Produce a copy of every line in the records that holds the string "things".
*** Opening of DATA FOR THIS EXERCISE ***
PR #859, opened 2018-03-07
Cleanup things a bit

fehiepsi:
This pull request cleans up things a bit. I also move things around a bit: remove cloudpickle in favor of torch.save/torch.load and move observations out of the main setup.

### DIFF
--- a/pyro/util.py
+++ b/pyro/util.py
*** Close of DATA FOR THIS EXERCISE ***
◆ **FINISHED TASK**:
Cleanup things a bit
This pull request cleans up things a bit. I also move things around a bit: remove cloudpickle in favor of torch.save/torch.load and move observations out of the main setup.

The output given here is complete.